• **Exercise instructions**
Scan the records that follow, and whenever a line has the word "setter", copy it.
# # # # #
PR #550, opened 2017-04-17
CFY 6745. Use haveged

jcollado:
Since it seems that `rngd -r /dev/urandom` is not really a good practice, in this PR `haveged` is used instead.

Also, the `haveged` service is started/stopped before/after installation of the logstash plugins. This doesn't guarantee that entropy generated by `haveged` is not used later for some other things, but still this should be a safer approach than leaving `haveged` running.

Note that these changes expect to find the `haveged` rpm in the cloudify manager resources file, so this PR won't be merged until the new resources files has been generated.

### DIFF
--- a/components/logstash/scripts/create.py
+++ b/components/logstash/scripts/create.py
@@ -84,10 +84,9 @@ def install_logstash():
 
     utils.yum_install(logstash_source_url, service_name=LOGSTASH_SERVICE_NAME)
 
-    # Make sure there's enough entropy in /dev/random
-    # before installing plugins
-    utils.run(['sudo', 'yum', 'install', '-y', 'rng-tools'])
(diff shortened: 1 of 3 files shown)


geokala:
Worth reading: https://security.stackexchange.com/questions/34523/is-it-appropriate-to-use-haveged-as-a-source-of-entropy-on-virtual-machines

It's notable that there's not a strong consensus on how useful this is for crypto purposes. We are likely to be better changing the way we run the jruby commands to force them to use /dev/urandom rather than changing the approach used by the image to generate random numbers, especially given that this may alter the way a user has deliberately configured their system for their own security/auditing reasons.

jcollado:
Closing this PR in favor of #551 

@geokala Thanks for your feedback

PR #552, opened 2017-04-18
CFY-6737- Run riemann as non-root

geokala:
Not to be merged until docl tests done (comment will be added to note this).


components/riemann/scripts/create.py
```diff
@@ -56,6 +65,9 @@ def install_riemann():
     utils.mkdir(riemann_config_path)
     utils.mkdir('{0}/conf.d'.format(riemann_config_path))
 
+    # utils.chown cannot be used as it will change both user and password
```
idanmo: user and group?

PR #553, opened 2017-04-18
CFY-3532 CFY-6735 non root restservice

funkyHat:


components/restservice/config/cloudify-restservice.service
```diff
@@ -4,11 +4,13 @@ Wants=network-online.target dbus.service
...
 
 [Service]
+User={{ node.properties.service_user }}
+Group={{ node.properties.service_user }}
 TimeoutStartSec=0
 Restart=on-failure
 EnvironmentFile=-/etc/sysconfig/cloudify-restservice
 ExecStart=/bin/sh -c '/opt/manager/env/bin/gunicorn \
-    --pid /var/run/gunicorn.pid \
+    --pid /run/cloudify-restservice/pid \
```
idanmo: why /pid and not .pid?

inputs/manager-inputs.yaml
```diff
@@ -62,6 +62,12 @@ inputs:
     type: integer
     default: 20
 
+  rest_service_system_user:
```
idanmo: I'm not sure we want to expose these inputs at the moment.

types/manager-types.yaml
```diff
@@ -636,6 +636,9 @@ node_types:
         description: Number of log files to keep when rotating.
         type: integer
         default: { get_input: rest_service_log_files_backup_count }
+      service_user:
```
idanmo: this should probably be consistent with other user/group properties... os_user, os_group etc...

components/restservice/scripts/configure.py
```diff
@@ -57,6 +57,13 @@ def _deploy_security_configuration():
         'encoding_min_length': 5
     }
 
+    rest_service_user = ctx.node.properties['service_user']
```
idanmo: os_user?

components/restservice/config/cloudify-restservice.service
funkyHat: Because `cloudify-restservice` doesn't have permission to create files in `/run`

idanmo:
How about adding an `os_group` property for being consistent with other services?

PR #554, opened 2017-04-19
Stop IP setter errors due to startup order

geokala:


components/manager-ip-setter/scripts/manager-ip-setter.sh
```diff
@@ -35,11 +35,13 @@ function set_manager_ip() {
...
   systemctl restart nginx
-  systemctl restart cloudify-rabbitmq
   systemctl restart cloudify-amqpinflux
   systemctl restart cloudify-influxdb
-  systemctl restart cloudify-restservice
   systemctl restart cloudify-mgmtworker
+  systemctl restart cloudify-rabbitmq
+  systemctl restart cloudify-restservice
+  systemctl restart cloudify-riemann
+  systemctl restart cloudify-stage
```
idanmo: why do we care about stage here?

geokala: I just put them all in to save on any present or future issues related to any files we change (e.g. if stage was reading and caching the internal public cert or any IPs then this would just make that problem go away before it became an issue).

idanmo: The problem is that in community-edition stage does not exist..
So I guess it would be better to remove it or check if it exists before attempting to restart it..

geokala: Ah. Yeah, I'll put in an || true

PR #556, opened 2017-04-22
Fix snapshot permissions

geokala:
Also requires system workflows change- PR on the way.

### DIFF
--- a/components/mgmtworker/scripts/configure.py
+++ b/components/mgmtworker/scripts/configure.py
@@ -32,6 +32,7 @@ CONFIG_PATH = 'components/{0}/config'.format(SERVICE_NAME)
 ctx_properties = utils.ctx_factory.create(SERVICE_NAME)
 MGMTWORKER_USER = ctx_properties['os_user']
 MGMTWORKER_GROUP = ctx_properties['os_group']
+HOMEDIR = ctx_properties['os_homedir']
 
 
 def configure_mgmtworker():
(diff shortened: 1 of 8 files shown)


components/mgmtworker/scripts/configure.py
```diff
@@ -75,5 +71,18 @@ def configure_logging():
     utils.move(config_file_temp_destination, config_file_destination)
 
 
+def prepare_snapshot_permissions():
+    pgpass_location = '/root/.pgpass'
+    destination = join(HOMEDIR, '.pgpass')
+    utils.chmod('400', pgpass_location)
+    utils.chown(MGMTWORKER_USER, MGMTWORKER_GROUP, pgpass_location)
+    utils.sudo(['mv', pgpass_location, destination])
+    utils.sudo(['chgrp', MGMTWORKER_GROUP, '/opt/manager'])
```
idanmo: Write access is needed to this folder or a sub folder within /opt/manager?

geokala:
Requires: https://github.com/cloudify-cosmo/cloudify-manager/pull/815

components/mgmtworker/scripts/snapshot_permissions_fixer
```diff
@@ -0,0 +1,5 @@
+#! /usr/bin/env bash
+restservice_user=$(cat /usr/lib/systemd/system/cloudify-restservice.service | grep User | sed 's/User=//')
```
idanmo: Wouldn't it be better to render this file on bootstrap with the right values?

components/mgmtworker/scripts/configure.py
geokala: This folder specifically- it's where it creates a snapshot_credentials (IIRC) folder. I'm not sure why it creates it, but it gets grumpy if it can't.

components/mgmtworker/scripts/snapshot_permissions_fixer
geokala: Potentially- that'd require putting in extra relationships and pulling the info from there, and rather than doing that I figured this would probably be sensible since it can't get out of date even if someone slips up and makes an upgrade not work precisely as expected in future.

idanmo: But you still need to make sure the cloudify-restservice.serivce file exists before running the scripts.. so you need to have a relationship in order to make the order right (if its not already like that..).

geokala: This is true, and that relationship... apparently doesn't exist. Update coming shortly.

PR #572, opened 2017-04-30
CFY-6809 Unify restservice, mgmtworker and manager-ip-setter users

mcouthon:


funkyHat:
I'm concerned that this change is a move in the wrong direction. Please see comments in JIRA
(the change to combine all sudoers entires into a single file seems good by itself though)

PR #576, opened 2017-05-03
CFY-6800 Allow sudo systemctl for user cloudify-restservice

inbala:


geokala:
Seconded-
systemctl   edit NAME...                    Edit one or more unit files
followed by:
systemctl restart NAME

That allows any arbitrary command execution. If restservice needs to be able to restart specific things (for instance) then they should be put into a script and that script should be called with sudo by the restservice. Otherwise we've basically just spent a lot of effort to pretend we're not running as root.

inbala:
Right, it has to be done for now but we should revisit.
# # # # #
• **Task output**
Stop IP setter errors due to startup order
components/manager-ip-setter/scripts/manager-ip-setter.sh
CFY-6809 Unify restservice, mgmtworker and manager-ip-setter users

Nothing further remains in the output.